Let us see if I can say that in French. I like old guns with their worn look. It gives them history. How about that my friend._


----------



## dosborn (Apr 17, 2009)

Do I need to press 1 here somewhere? :anim_lol:

JK

If it has really bad dings it will be difficult to make it look like near new.

If it is old and you don't have that much money in it, try Duracoat. Not much to loose if you mess up.


----------



## Old Padawan (Mar 16, 2007)

Knock yourself out. Have fun with the paint. Do a basic black, dirt brown, digital camo. Do whatever makes you happy. Man has been decorating his weapons since he tied feathers to a club.

Spray paint will not be overly durable. There are many bake on finishes such as the previously mentioned Dura Kote. Paint it, bake it and you will have a good durable finish.

http://www.duracoat-firearm-finishes.com/

http://www.brownells.com/.aspx/pid=1150/Product/GUN_KOTE_trade__OVEN_CURE__GUN_FINISH


----------



## kev74 (Mar 22, 2008)

Car paint? This could be interesting....

How about something like this? :mrgreen:


----------



## gmaske (Jan 7, 2008)

I redid a Para 1911 in duracoat. It came out really nice and you have tons of colors to choose from.

http://www.handgunforum.net/showthread.php?t=18888


----------



## fusil (Sep 23, 2008)

Salut,
I aint talking holster wear here.....I'm talking ABUSE.:smt076
I paid 99 euros for it ($140?) and the cheapest I can find Durakote in Europe in 4oz bottle 45 euros.
I'll try car paid first, 7 euros.

Have a look at what some ****hole did to this gun.

http://img23.imageshack.us/img23/1895/feg45acp.jpg

You'll see why it needs some luv!

fusil


----------



## dosborn (Apr 17, 2009)

Looks like a blind man tried to remove that sight with a nail set.....:buttkick:

I think it will need more than paint. Some serious sanding will have to be done. Hell, it's just a beater. You get what you pay for.

This is the perfect time to start a project!!!


----------



## fusil (Sep 23, 2008)

Bonjour dosborn,
thats another reason I bought it....project gun. 
For a cheap gun it shoot great, spits out all the reloads I feed it and mostly hits the target (my fault not the guns).

Gonna give it a good sanding, clean off and then some paint.

I'll post pics when its done.....after all the DIY the wife has planned for me that'll be 2015.:anim_lol:

fusil


----------



## dosborn (Apr 17, 2009)

Give it a go!!

I will say this, you need to find a very durable finish. I don't think automotive paint will hold up very long at all. Remember that if it does not hold up you will have to strip/remove it.
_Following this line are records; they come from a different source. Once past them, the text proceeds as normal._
PR #7594, opened 2020-04-29
Search Generalization: Remove Elasticsearch from Index Worker Names

mstruve:

- [x] Refactor

## Description
Sorry for the large dif! Now that we have removed the Algolia Index Workers we can steal their names for our Elasticsearch workers. 

YES, I choose to do it inline, I will deal with any fallout or failed jobs that occur from this switch. I don't expect there to be a ton, we don't have a super high indexing volume yet. 

https://github.com/thepracticaldev/dev.to/projects/6#card-32887789

## Added tests?
- [x] updated

alt_text

### DIFF
--- a/spec/models/user_spec.rb
+++ b/spec/models/user_spec.rb
@@ -139,10 +139,8 @@ RSpec.describe User, type: :model do
         expect(fourth_field).not_to be_valid
       end
 
-      it { is_expected.to have_many(:organization_memberships).dependent(:destroy) }
       it { is_expected.to have_one(:counters).class_name("UserCounter").dependent(:destroy) }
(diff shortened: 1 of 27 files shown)


spec/models/user_spec.rb
```diff
@@ -139,10 +139,8 @@ def user_from_authorization_service(service_name, signed_in_resource, cta_varian
         expect(fourth_field).not_to be_valid
       end
 
-      it { is_expected.to have_many(:organization_memberships).dependent(:destroy) }
```
mstruve, line 142: Rubocop caught these as duplicate assertions so I removed the dups.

That can suck REALLY bad if you don't have a bead blaster and have to do it by hand.

Keep us posted and good luck.:watching:


----------



## kev74 (Mar 22, 2008)

If you can get those dimples smoothed out with a file and/or sand paper or media blasting, how about trying a Home Made Hot Blue?


----------



## fusil (Sep 23, 2008)

Salut toute l'monde,
at the range this morning and spoke to a guy who pianted a gun last year.
His wife asked for a PINK gun for her birthday as a joke. He bought a Astra 22lr pistol, took it to bits and pianted it PINK!!!!:smt170
He used an acrylic spray piant he got from the hobby store. He says it look great!
Would acrylic be better than car paint?:smt017

fusil


----------



## kev74 (Mar 22, 2008)

It might look good, but I don't think it will hold up to any cleaning solvents.


----------



## twomode (Jun 7, 2009)

I'm in no way qualified, but that looks like someone tried to install a rear sight, or at minimum a different rear sight. In any case it's ugly!

If you paint it, the marks will still be there, just a different color. Looks like a challenge for some careful filing and then just blue it. My thought is that would hide most of the damage. IIRC, you don't want to spend alot, so you don't have a lot to lose. Good luck.


----------



## Old Padawan (Mar 16, 2007)

I find it interesting that you keep coming back to spray paint. 

The general consensus here is spray paint is a bad idea. You can ask the same question different ways, the answer will stay the same.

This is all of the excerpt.